Personal information
- Born: April 13, 1939 (age 87) New York, U.S.
- Listed height: 5 ft 11 in (1.80 m)
- Listed weight: 185 lb (84 kg)

Career information
- High school: Syracuse (NY) North
- College: Syracuse
- NFL draft: 1962: 14th round, 190th overall pick

Career history
- 1962–1964: Hamilton Tiger-Cats

Awards and highlights
- Grey Cup champion (1963); National champion (1959);

= Dick Easterly =

American gridiron football player (born 1939)

Richard B. Easterly (born April 13, 1939) is an American former football player. He played wide receiver the Hamilton Tiger-Cats of the Canadian Football League (CFL), and won the Grey Cup with the Tiger-Cats in 1963.
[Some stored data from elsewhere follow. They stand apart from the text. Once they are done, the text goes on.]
PR #9, opened 2016-08-08
Convert to semi-command pattern #6

### LINKED ISSUE #6: Use command objects to reduce clutter spread out across components
[old discussion here](https://github.com/se-edu/addressbook-level2/pull/1#discussion_r73797588)

YijinL:
Resolves #6.

Points to note
- `Parser` removed; command level parsing now handled in the command objects
- `Main`  now does preliminary parsing (split command word and command args, multiplex correct command object)
- Even with >10  new class files (with all the imports and headers etc), the resulting source is smaller in terms of LoC, how nice.


damithc:
Good work. I would keep the Parser class though. Parsing the input is not Command's job. Parser is the object that takes a string and returns a Command object.

src/seedu/addressbook/commands/Command.java
```diff
@@ -0,0 +1,16 @@
+package seedu.addressbook.commands;
+
+/**
+ *
+ */
+@FunctionalInterface
```
damithc: Don't use functional programming stuff.

damithc:
Can merge after addressing comments.

YijinL:
@damithc 
So when students want to extend it with a new command, say `EditPerson`, then they have to create a new command object AND write more lines in the parser class? Then one of the advantages (easy to extend) of command objects is lost

YijinL:
Then if we want to extend functionality with a new command, we have to
1. write the new command class
2. add more methods to a common bloated parser class 
Wouldn't it be better to wrap everything command-specific, from parsing to execution, in the same object?

damithc:
Not really. The logic to build an object, if it is complex, is often put outside the object. Hence the Factory pattern. The parser is in fact a factory class of sorts. 
Adding a new command requires a change to the command language, which requires a change to the parser.

YijinL:
Oh i see... so the parser class will be quite big then.
Would it make sense to have separate parser objects for each command :P

damithc:
Let's do one parser class first. We can always break it up later if we need to, without affecting anything else.

YijinL:
Will merge this first and have parser extraction in a separate PR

Easterly played college football at Syracuse University, participating in the Syracuse University 1959 National Football Cotton Bowl, Orange Bowl, Liberty Bowl where he was the MVP, Blue Gray Game, North/South Game, and the US Bowl. He also went to the College Baseball World Series. He was invited to training camp for the San Francisco 49ers but wound up playing for the Hamilton Tiger-Cats from 1962 to 1964. In his first CFL game, he scored two touchdowns. His most productive period was his rookie season, when, despite playing just four games, he caught 15 passes for 378 yards (25.2 yards/catch), one for 79 yards, and five touchdowns. He also caught 15 passes in 1963 but only one in 1964. He also served as a punt and kick returner.

In 2012, Easterley was inducted into the Greater Syracuse Sports Hall of Fame.